Curiosísimo, por cierto, lo parecidos que son los extremos. Pablo Iglesias y Santiago Abascal se comportaron exactamente igual, como gemelos (ejem, igual no tanto) separados al nacer. Como dos asustaviejas, se dedicaron a profetizarnos en la puerta de nuestra casa la llegada del armagedon, uno ad hoc para cada parroquia, para luego presentarse ante nosotros como el Bruce Willis que nos salvará de todos los males. Para unos son los inmigrantes, los separatistas, los corruptos. Para otros, el heteropatriarcado, el fascismo, la precariedad. Pablo Abascal y Santiago Iglesias, tan iguales en extremos opuestos que, si se siguen alejando, van a dar la vuelta completa y acabarán besándose. 

Pese a lo bien que me lo pasé, no puedo dar un vencedor claro, si es que un debate puede ganarlo alguien. Los que mejor debatieron fueron, en mi opinión, Iglesias y Abascal. Sánchez no arriesgó. Casado estuvo mejor de lo que me esperaba y Rivera, en su linea showman, animó el cotarro.

Casado me sorprendió para bien.
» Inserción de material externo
PR #6442, opened 2025-07-10
Support certificate profile selection

### LINKED ISSUE #6193: Feature Request: Support ACME Profiles
Could acme.sh consider supporting ACME profiles?
Currently the profile is only available on Let's Encrypt's staging endpoint and still a draft on IETF, but it's nice if acme.sh would be able to support this feature when/if the draft would made it to published. 
https://letsencrypt.org/2025/01/09/acme-profiles/

JensSpanier:
In preparation for the [upcoming support of IP address certificates at Letsencrypt](https://letsencrypt.org/2025/07/01/issuing-our-first-ip-address-certificate/), I have added the option to [select certificate profiles](https://letsencrypt.org/2025/01/09/acme-profiles/).

So if you want to issue an IP address certificate, this is the command for Letsencrypt (staging):
`acme.sh --issue -d 203.0.113.195 -w /home/username/public_html --server letsencrypt_test --certificate-profile shortlived --days 6`

Closes #6193

### DIFF
--- a/acme.sh
+++ b/acme.sh
@@ -4416,6 +4416,7 @@ issue() {
   _preferred_chain="${15}"
   _valid_from="${16}"
   _valid_to="${17}"
+  _certificate_profile="${18}"
 
   if [ -z "$_ACME_IS_RENEW" ]; then
     _initpath "$_main_domain" "$_key_length"
@@ -4490,6 +4491,11 @@ issue() {
     _savedomainconf "Le_Preferred_Chain" "$_preferred_chain" "base64"
   else
     _cleardomainconf "Le_Preferred_Chain"
+  fi
+  if [ "$_certificate_profile" ]; then
+    _savedomainconf "Le_Certificate_Profile" "$_certificate_profile"
+  else
+    _cleardomainconf "Le_Certificate_Profile"
   fi
 
   Le_API="$ACME_DIRECTORY"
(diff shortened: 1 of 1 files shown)


trieloff:
thank you, this looks interesting. I hope the maintainers will get around to a review.

acme.sh
```diff
@@ -7689,6 +7702,10 @@ _process() {
       _valid_to="$2"
       shift
       ;;
+    --certificate-profile)
```
neilpang: please give it another short name, eg:
```
--certificate-profile | --profile
```

JensSpanier: Done. However, I am a little concerned that it might appear as if `--profile` and `--no-profile` belong together.

neilpang: yes,  please change it to `--cert-profile`

Neilpang:
please also add the usage here: https://github.com/acmesh-official/acme.sh/blob/master/acme.sh#L6962

Neilpang:
please add a new page in the wiki:
https://github.com/acmesh-official/acme.sh/wiki

acme.sh
ghen2: Will the stored config file option stay `Le_Certificate_Profile`? (for people already using this patch)

neilpang: yes, the name Le_Certificate_Profile doesn't matter.  whatever you like.

acme.sh
```diff
@@ -6996,6 +7006,8 @@ Parameters:
                                       If no match, the default offered chain will be used. (default: empty)
                                       See: $_PREFERRED_CHAIN_WIKI
 
+  --certificate-profile <profile>   If the CA offers profiles, select the desired profile
```
neilpang: add the short name here too: `--cert-profile`

acme.sh
JensSpanier: Changed it to `--certificate-profile | --cert-profile`

acme.sh
JensSpanier: Done. Also added the link to [wiki](https://github.com/acmesh-official/acme.sh/wiki/Profile-selection)

PR #6453, opened 2025-07-17
dns_cyon: invalid regexes

micha4w:
This is a very simple PR

The dns_cyon script did not work for me, turns out the regexes used are invalid.

(no error message were shown because _egrep_o pipes errors to /dev/null)


neilpang:
Already fixed in dev by 282b0485 -- the identical change. Thanks anyway; closing as superseded.

PR #6473, opened 2025-08-12
Add sleep before each REST call to Constellix to prevent rate limit

woutd:
Constellix is getting more strict for many requests per second. This PR adds a sleep function before each REST request like many other DNS API's already do.


Neilpang:
https://github.com/woutd/acme.sh/actions/runs/16904824086

PR #6485, opened 2025-08-20
Fix ipv6 cert cannot be found

Fangliding:
the old code only check the folder with "." `for di in "${CERT_HOME}"/*.*/; do`
if we have a ipv6 ip cert like this `2001:db8::_ecc`
because it doesn't contain "." it cannot be found and renewed

### DIFF
--- a/.github/workflows/DNS.yml
+++ b/.github/workflows/DNS.yml
@@ -232,7 +232,7 @@ jobs:
         envs: 'TEST_DNS TestingDomain TEST_DNS_NO_WILDCARD TEST_DNS_NO_SUBDOMAIN TEST_DNS_SLEEP CASE TEST_LOCAL DEBUG http_proxy https_proxy TokenName1 TokenName2 TokenName3 TokenName4 TokenName5 ${{ secrets.TokenName1}} ${{ secrets.TokenName2}} ${{ secrets.TokenName3}} ${{ secrets.TokenName4}} ${{ secrets.TokenName5}}'
         prepare: pkg install -y socat curl
         usesh: true
-        copyback: false
+        sync: nfs
         run: |
           if [ "${{ secrets.TokenName1}}" ] ; then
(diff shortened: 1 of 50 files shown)


Fangliding:
But this will cause the log to display some incorrect folders (although they are safely skipped)
```
[Wed Aug 20 05:53:38 AM BST 2025] Renewing: 'ca'
[Wed Aug 20 05:53:38 AM BST 2025] 'ca' is not an issued domain, skipping.
[Wed Aug 20 05:53:38 AM BST 2025] Skipped ca
[Wed Aug 20 05:53:38 AM BST 2025] Renewing: 'deploy'
[Wed Aug 20 05:53:38 AM BST 2025] 'deploy' is not an issued domain, skipping.
[Wed Aug 20 05:53:38 AM BST 2025] Skipped deploy
[Wed Aug 20 05:53:38 AM BST 2025] Renewing: 'dnsapi'
[Wed Aug 20 05:53:38 AM BST 2025] 'dnsapi' is not an issued domain, skipping.
[Wed Aug 20 05:53:38 AM BST 2025] Skipped dnsapi
[Wed Aug 20 05:53:38 AM BST 2025] Renewing: 'notify'
[Wed Aug 20 05:53:38 AM BST 2025] 'notify' is not an issued domain, skipping.
[Wed Aug 20 05:53:38 AM BST 2025] Skipped notify
```
shall we skip this 4 folders?

Fangliding:
> Just a thought but as a naive approach could you just glob over `"${CERT_HOME}"/*[.:]*/; do` in order to get directories containing . or : since IPv6 addresses likely have a : in them?

Is all shell can support regex?

coderjoe:
This is not a regular expression. It is a directory pattern match using globbing.
You can find out more in the bash manual under the topic of pattern matching.

It is pretty widely supported among shells and at very least works in bash, dash, and sh which are listed as this project's supported shells.

Issue #4519, opened 2023-02-24
Report bugs to Nanelo DNS API


AnTheMaker:
Please report bugs you come across when using the [Nanelo](https://nanelo.com) DNS Integration here.

AnTheMaker:
Good catch, @QuadPiece - thank you! I've fixed it and created a PR which adds support for team API keys!

neilpang:
Closing this tracking issue for now to keep the issue list clean. It remains the place to report problems with this provider -- if you hit a bug, comment here and the issue will be reopened.

PR #6504, opened 2025-09-07
[Important DNS Provider Update] Support Nanelo DNS Team- & Workspace-specific API keys

AnTheMaker:
Nanelo Team- and Workspace-specific API keys require the "domain" parameter to be set containing the DNS zone name (unlike the Domain-specific API keys). So I've added a function to detect the root DNS zone and set the required parameter as described here: https://github.com/acmesh-official/acme.sh/wiki/DNS-API-Dev-Guide#3-detect-which-part-is-your-root-zone

### DIFF
--- a/dnsapi/dns_nanelo.sh
+++ b/dnsapi/dns_nanelo.sh
@@ -27,8 +27,16 @@ dns_nanelo_add() {
   fi
   _saveaccountconf_mutable NANELO_TOKEN "$NANELO_TOKEN"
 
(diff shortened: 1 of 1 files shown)


AnTheMaker:
This addresses https://github.com/acmesh-official/acme.sh/issues/4519#issuecomment-3258720182. The fix seems to work fine, I've tested it locally and all CI checks have passed as well.

Neilpang:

Estuvo seguro, no evitó el enfrentamiento en ningún momento, debatió y dialogó, capeó los envites con cierta solvencia. Incluso cuando le sacaron el tema de los sobres (le regaló el chascarrillo a Iglesias) o le volvieron a insistir con que Cayetana Álvarez de Toledo no rectificó y, por lo tanto, debía hacerlo él. Espero que Iglesias no durmiera en el sofá anoche al no conseguir para su moza el desagravio. ¿No sería un poco machista esta actitud de intentar lograr él hablando con otro hombre lo que no pudo conseguir Montero en el anterior debate? Dejo aquí la pregunta.

Rivera estuvo tal y como esperaba, como un niño hiperactivo lanzando papelitos en clase porque no puede estar quieto en su sitio. Nombró a toda su familia, supongo que para resultar cercano, y creo estar en disposición de realizar de cabeza su árbol genealógico, animales de compañía incluídos.

Abascal e Iglesias me parecieron dos clones, la misma foto en distinto color. Declamaron para su público, para fidelizarlos con lo que querían escuchar. Abascal igualando a los menas con delincuentes e Iglesias comparando al bando republicano con los judios y al nacional con los nazis fueron dos de los momentos más bochornosos del debate por populistas y embaucadores. 

Sánchez fue con actitud de guapa de la clase que se sabe pretendida pero no quiere que la llamen golfa. Y de ahí no se movió. No entró demasiado al trapo, pese a que todos, por una cosa o por otra, estaban allí contra él. Incluso Iglesias traía de casa su cortejo plagadito de reproches, como una novia despechada pero dispuesta a dar una segunda oportunidad porque este amor es para siempre. Buen intento el suyo de lanzar el órdago de que, en caso de un nuevo bloqueo más que previsible, todos los partidos se comprometiesen a dejar gobernar con su abstención a la lista más votada. Él, con las encuestas de cara aunque por los pelos y los números que no dan, quería salir ya del debate subido, de manera metafórica, en el Falcon de sus amores. Pero todos se hicieron los suecos.

Después de lo de anoche, tengo la sensación de que esto solo lo podríamos desbloquear si pudiésemos votar con el sistema Gran Hermano: nominando con tres, dos y un punto a aquellos que queremos que abandonen la casa para siempre.